= Spooksville =

Children's book series by Christopher Pike

Spooksville is a series of 24 children's horror fiction books by American writer Christopher Pike. All 24 books were first published between 1995 and 1998. The series is set in a remote town in the USA and revolves around the lives of five of its young inhabitants. Although intended for a younger audience than his adult and young adult literature, they contain some violence and may be considered unsuitable for younger children. A television series based on the books was commissioned and premiered on October 26, 2013, on the Hub Network.

==Plot==
The Spooksville novellas centre around a group of friends in their bizarre home town that is host to a wide array of supernatural and unexplained occurrences. The plots of the books often revolve around inter-dimensional travel, extraterrestrial life, interstellar travel, and time travel, as well as the fictional histories of the lost continents of Mu/Lemuria and Atlantis, magic, and a variety of other supernatural forces and entities. The group is caught between exploring the town and escaping trouble and saving the town from the forces of darkness. Although the books are chronological they differ in their relevance to previous stories, there are recurring characters out with the group, as well as recurring places and themes, and the books are not intended as stand alone, but they may feasibly be read in a different order than below.

==Characters==
The main characters throughout the series are five young friends: Adam Freeman, the leader; Watch, the brains; and Sara "Sally" Wilcox, the realist, and they are the only characters to appear in all 24 novels. Cindy Makey appears in the second novella and remains for the rest of the series.
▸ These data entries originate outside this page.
PR #1559, opened 2025-02-18
Now sends loginType to anonymous users in login_info

mockoocy:
At MAX IV we don't use proposal-based login nor SSO. This PR makes it so, that in the case of user log in appropriate text shows up ("Sign in").

Also did small cleanup to `UserManager.login_info` - now uses early return.

### DIFF
--- a/ui/src/components/LoginForm/LoginForm.jsx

As the series progresses the character Bryce Poole is involved more and more and eventually the five young friends become a solid group. Other characters appear frequently, two most notably: the town witch, Ann Templeton, of whom the main characters have differing opinions; and Bum, the friendly and knowledgeable homeless ex-mayor of Spooksville. Both Ann Templeton and Bum help the main characters, usually in the form of information, but sometimes taking a more active role in helping defend the town. George Sanders and Tira Jones are also friends of the main group, but only participate in a few adventures, and are not focused on. Mr. Patton, the owner of Spooksville's army surplus store, appears in a few stories, arming and assisting the group with weapons and explosives. In almost every novella, the group befriends some sort of person or creature who they either assist, or who assists them through the course of the story.

==Books==
1. The Secret Path: Newcomer Adam meets Sally and Watch and gets his first taste of how weird his new home is.
2. The Howling Ghost: The trio searches for a young boy being held hostage by a ghost.
3. The Haunted Cave: The four kids become trapped in a cave that closes by itself and must find a way out or risk being trapped in it forever.
4. Aliens in the Sky: The kids get kidnapped by aliens.
5. The Cold People: Ancient cryonically frozen Atlantians attack the town.
6. The Witch's Revenge: The kids visit Ann's castle and become trapped in it.
7. The Dark Corner: Adam, Sally, and Watch visit The Secret Path again to rescue Bryce Poole and find themselves in a different alternate Spooksville.
8. The Little People (reprinted as Pan's Realm): A herd of magical creatures invade Spooksville.
9. The Wishing Stone: The group learns the dangers of wishing when they find a mysterious stone with wish granting powers.
10. The Wicked Cat: Misfortune follows a cat the kids find.
11. The Deadly Past: A doorway to the past opens and unleashes dinosaurs and flying reptiles upon the town.
12. The Hidden Beast: The kids go on a treasure hunt, but must make it past a dragon.
13. Creature in the Teacher (published as Alien Invasion in the UK): School has begun, but they suspect that their new teacher is a monster.
14. The Evil House: The kids become trapped in a cursed house on Halloween which turns them into their costumes.
15. Invasion of the No Ones: Energy-based extradimensional beings crossover into Spooksville, and begin to possess people.
16. Time Terror: The kids discover a wind-up toy that allows them to travel through time.
17. The Thing in the Closet: It is a bad time for bed when Cindy is kidnapped by a closet monster.
18. Attack of the Killer Crabs: Giant crabs attack the beach.
19. Night of the Vampire: A gang of vampires invade the town and the only way to stop them is to defeat the queen.
20. The Dangerous Quest: Someone has cast a wicked spell on Watch, and the only way to save him is to journey into another dimension.
21. The Living Dead (also published as Return of the Dead): The kids must fight off zombies that rise from the cemetery.
22. The Creepy Creature: A blob monster from the woods assumes the form of whoever it devours.
23. Phone Fear: A mysterious voice starts calling the kids over the phone, demanding they do what he says, or else.
24. The Witch's Gift: Ann calls the kids over to her castle, announcing her plans to leave.

The books were published in the UK by Hodder Children's Books and in the US by Pocket Books.